“Perubahan iklim menjadi salah satu faktor penyebab. Data historis monkeypox menunjukkan bahwa wabah biasanya terjadi selama musim gugur sebagai akibat dari peningkatan curah hujan yang mengakibatkan banjir serta penggundulan hutan, baik faktor pendorong hewan, inang reservoir potensial, ke populasi manusia dan tempat tinggal, dan tidak adanya pengawasan aktif untuk cacar monyet,” jelas jurnal tersebut.
Jurnal tersebut mengatakan wabah cacar monyet yang sedang berlangsung di negara-negara non-endemik kemungkinan merupakan konsekuensi dari kegagalan untuk membatasi penyebaran penyakit di daerah endemik Afrika meskipun wabah terus-menerus selama beberapa dekade. Monkeypox virus (MPXV), virus DNA, merupakan penyebab penyakit zoonosis yang dikenal sebagai monkeypox dan dikelompokkan menjadi dua clade genetik, yaitu clade Afrika Barat (WA) dan clade Congo Basin (CB).
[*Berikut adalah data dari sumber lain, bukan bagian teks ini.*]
PR #4848, opened 2026-03-09
fix: STT default parameter

shaohuzhang1:
fix: STT default parameter

### DIFF
--- a/apps/application/flow/step_node/speech_to_text_step_node/impl/base_speech_to_text_node.py
+++ b/apps/application/flow/step_node/speech_to_text_step_node/impl/base_speech_to_text_node.py
@@ -23,7 +23,7 @@ class BaseSpeechToTextNode(ISpeechToTextNode):
 
     def execute(self, stt_model_id, audio, model_params_setting=None, **kwargs) -> NodeResult:
         workspace_id = self.workflow_manage.get_body().get('workspace_id')
-        stt_model = get_model_instance_by_model_workspace_id(stt_model_id, workspace_id, **model_params_setting)
+        stt_model = get_model_instance_by_model_workspace_id(stt_model_id, workspace_id, **(model_params_setting or {}))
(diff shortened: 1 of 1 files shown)


apps/application/flow/step_node/speech_to_text_step_node/impl/base_speech_to_text_node.py
```diff
@@ -23,7 +23,7 @@ def save_context(self, details, workflow_manage):
 
     def execute(self, stt_model_id, audio, model_params_setting=None, **kwargs) -> NodeResult:
         workspace_id = self.workflow_manage.get_body().get('workspace_id')
-        stt_model = get_model_instance_by_model_workspace_id(stt_model_id, workspace_id, **model_params_setting)
+        stt_model = get_model_instance_by_model_workspace_id(stt_model_id, workspace_id, **(model_params_setting or {}))
         audio_list = audio
         self.context['audio_list'] = audio
```
shaohuzhang1, line 29: The code is generally correct but could be optimized slightly. Here's a refined version:

```python
@@ -23,8 +23,8 @@
 
     def execute(self, stt_model_id, audio, model_params_setting=None, **kwargs) -> NodeResult:
-        if not model_params_setting:
-            model_params_setting = {}
         stt_model = get_model_instance_by_model_workspace_id(stt_model_id, workspace_id, **(model_params_setting or {}))
         audio_list = audio
         self.context['audio_list'] = audio
```

Optimization suggestions:
- Added `if` condition to check if `model_params_setting` is `None`.
- Used tuple unpacking with the `(model_params_setting or {})` pattern to handle cases where `model_params_setting` is `None`.
- Improved readability by moving the assignment of `self.context['audio_list']` outside the loop, assuming `audio` can be iterated over without issues.

These changes ensure that the function handles missing parameters more gracefully.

Cacat monyet memiliki masa inkubasi 4-21 hari dan gejalanya berkisar dari demam hingga gangguan pernapasan, yang mirip dengan gejala cacar kecuali limfadenopati. Cacar monyet endemik di Afrika bagian barat dan tengah, tetapi kemunculan baru-baru ini di beberapa wilayah non-endemik di luar Afrika telah menimbulkan keprihatinan besar.
Meski virus umumnya menyebabkan gejala ringan pada individu namun gejala parah atau kematian dapat terjadi jika virus menyebar ke individu dengan gangguan sistem imun, anak-anak, individu lanjut usia, ibu hamil dan individu yang hidup dengan penyakit penyerta seperti HIV/AIDS dan diabetes.(jwp)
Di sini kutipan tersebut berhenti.